A few months ago my faculty advisor asked if I enjoyed living with ambivalent purpose and suffering through the consequences of my wayward life decisions. When I answered with an affirmative informalism, he recommended I pursue graduate school. “The party continues,” he said with a gleam in his eye, “loans toll repayment and you don't have to get a job.” I was convinced and ran off write the graduate entrance exams. Fast-forward through an arduous process of alternately playing the vendor (“Look what I have to offer your school”) and the buyer (“But what are you offering that xyz school isn't, specifically can you offer me some money?”), I now have to make a choice between a handful of universities that, I am promised, will not disappoint the derelict.
To help make an informed decision, I have to actually visit the campuses of the schools in question. To that end, I am sitting on a scantily-cushioned waiting chair at Terminal C11/9 of Detroit Metro airport, an important regional hub in Michigan. My final destination is upstate New York. For this airport's size and puissance in the plane-flying world, it has surprisingly spartan food and entertainment offerings.
Fortunately for the Faithful Few, my walk through Terminal C did produce something more noteworthy than a rude giggle and a bottle of colored fizzy water. As I exited one of over a dozen moving walkways – “please watch your step...please watch your step” – I noticed a crowd gathered at the Martini Cove.

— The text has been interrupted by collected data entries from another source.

PR #2027, opened 2018-05-22
FP on S1118 with Lombok constructors

bannmann:
This fixes false positives of S1118 ("Utility classes should not have public constructors") regarding lombok-generated constructors; see my post at https://groups.google.com/forum/#!topic/sonarqube/hu2sITqPyQs

    - **_My local ruling test failed, but had exactly the same results as with `master`._**
    - **_There was no reaction to my post, so there is no Jira ticket._**

### DIFF
--- a/java-checks/src/main/java/org/sonar/java/filters/LombokFilter.java
+++ b/java-checks/src/main/java/org/sonar/java/filters/LombokFilter.java
@@ -36,7 +36,6 @@ import org.sonar.plugins.java.api.tree.Tree;
 
 import javax.annotation.Nullable;
 import java.util.List;
-import java.util.Objects;
 import java.util.Set;
 
 public class LombokFilter extends BaseTreeVisitorIssueFilter {
@@ -122,41 +121,30 @@ public class LombokFilter extends BaseTreeVisitorIssueFilter {
     return false;
   }
 
-  private boolean generatesPrivateConstructor(ClassTree classTree) {
+  private static boolean generatesPrivateConstructor(ClassTree classTree) {
     if (usesAnnotation(classTree, GENERATE_PRIVATE_CONSTRUCTOR)) {
       return true;
     }
     SymbolMetadata metadata = classTree.symbol().metadata();
-    for (String annotation : GENERATE_CONSTRUCTOR) {
-      if (metadata.isAnnotatedWith(annotation) && generatesPrivateAccess(metadata, annotation)) {
-        return true;
-      }
-    }
-    return false;
+    return GENERATE_CONSTRUCTOR.stream().anyMatch(annotation -> generatesPrivateAccess(metadata, annotation));
   }
 
   private static boolean generatesPrivateAccess(SymbolMetadata metadata, String annotation) {
-    for (SymbolMetadata.AnnotationValue annotationValue : metadata.valuesForAnnotation(annotation)) {
-      if (Objects.equals(annotationValue.name(), "access") && Objects.equals(getAccessLevelValue(annotationValue.value()), "PRIVATE")) {
-        return true;
-      }
-    }
-    return false;
+    return metadata.isAnnotatedWith(annotation) && metadata.valuesForAnnotation(annotation).stream().anyMatch(av -> "access".equals(av.name()) && "PRIVATE".equals(getAccessLevelValue(av.value())));
   }
 
   @Nullable
   private static String getAccessLevelValue(Object value) {
-    String retentionValue = null;
     if (value instanceof Tree) {
       Tree tree = (Tree) value;
       if (tree.is(Tree.Kind.MEMBER_SELECT)) {
-        retentionValue = ((MemberSelectExpressionTree) tree).identifier().name();
+        return ((MemberSelectExpressionTree) tree).identifier().name();
       } else if (tree.is(Tree.Kind.IDENTIFIER)) {
-        retentionValue = ((IdentifierTree) tree).name();
+        return ((IdentifierTree) tree).name();
       }
     } else if (value instanceof Symbol.VariableSymbol) {
-      retentionValue = ((Symbol.VariableSymbol) value).name();
+      return ((Symbol.VariableSymbol) value).name();
     }
-    return retentionValue;
+    return null;
   }
 }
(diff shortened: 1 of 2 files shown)


java-checks/src/main/java/org/sonar/java/filters/LombokFilter.java
```diff
@@ -116,4 +121,42 @@ private static boolean usesAnnotation(ClassTree classTree, List<String> annotati
...
+    for (String annotation : GENERATE_CONSTRUCTOR) {
+      if (metadata.isAnnotatedWith(annotation) && generatesPrivateAccess(metadata, annotation)) {
+        return true;
+      }
+    }
+    return false;
+  }
+
+  private static boolean generatesPrivateAccess(SymbolMetadata metadata, String annotation) {
+    for (SymbolMetadata.AnnotationValue annotationValue : metadata.valuesForAnnotation(annotation)) {
```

Ever notice how airport restaurants name themselves after popular food or drink items? It's not The Watering Hole, it's Jose Cuervo's Watering Hole. It's not a Food Den, it's Coney Island Food Den. I think I had lunch in Minneapolis at the Philly Cheese Steak Sandwich Shop, a glorified Subway.
The folks in the crowd were not waiting in line for overpriced and ostentatiously titled airport fare or even being remotely social. They were watching The Masters, a professional golf tournament in Augusta, Georgia, which, in the immortal voice of Jim Nantz, is on CBS. Every year the world's best golfers compete to win a claim to a hideous green jacket by trying to out-golf each other. An explanation of the “sport” of golf is both beyond the scope of this blog and utterly boring, but it suffices to say that the game more slowly than a salted slug on frozen molasses.
The disgraced Tiger Woods was getting ready to putt. He took a couple of practice swings, shook his head as if trying to banish the mental image of mistress number eight and hit the ball. It didn't go in. Woods gave his best “I'm disappointed” mime as he fell to his knees clutching his metal stick in angst. Then he got up and finished the hole with an easy stroke for par. Golf clap. The crowd dissipated quickly as soon as Tiger's infamous image left the screen. The parting mass was clear evidence for the view that the “sport” of golf is very much benefited by Tiger's scandals. My anecdotal experience here in Michigan suggests that Masters viewership will be through the roof. The number of people who tune in this week or watch the final this weekend if Tiger is playing might even rival the Super Bowl. Sure, Bill Simmons probably said it before me, but you heard it here first.
I wonder if golf would be more popular it were broadcast by Scott Hamilton, the ice skating legend. Instead of talking about dimpled girls twirling in toilet-paper dresses, he'd be commenting on dimpled golf balls being hit into holes in the grass. Using his signature grunting, Hamilton would describe the golfer's movements with an encouraging “It miiiiight go iiiiiin....Oh it did!” He could partner with the sarcastic commentator from that NBC reality show where contestants run through obstacle courses (please volunteer his name in the comment section, I'm too lazy to hunt it down) saying things like “that must have hurt” or “he'll feel that in the morning.” Now that's TV that I would watch.
Interested in locating airport goers -- any in the terminal -- who were not entranced by Tiger's performance, I spied a woman reading Cosmopolitan Magazine (Playboy for women). Her devoted attention to the text's glossy pages was not deterred by replays of the unfaithful golfer. An elderly gentleman with a legal pad was busy scribbling something important-looking. He did not look up either. Then Tiger reappeared to challenge another hole. The old man set aside his notes and the woman put down her girl porn. Woods had center stage and I looked around the terminal to see everyone sitting in rapt attention. I could have hijacked a plane right off the tarmac and no one would have noticed until Tiger left the frame.
No one, not even Fred Couples (Fred who?), demands the undivided attention garnered by Tiger Woods. The entertainment provided by his return to golf is enough, even, to make a visit to Detroit Metro interesting. Bravo Tiger!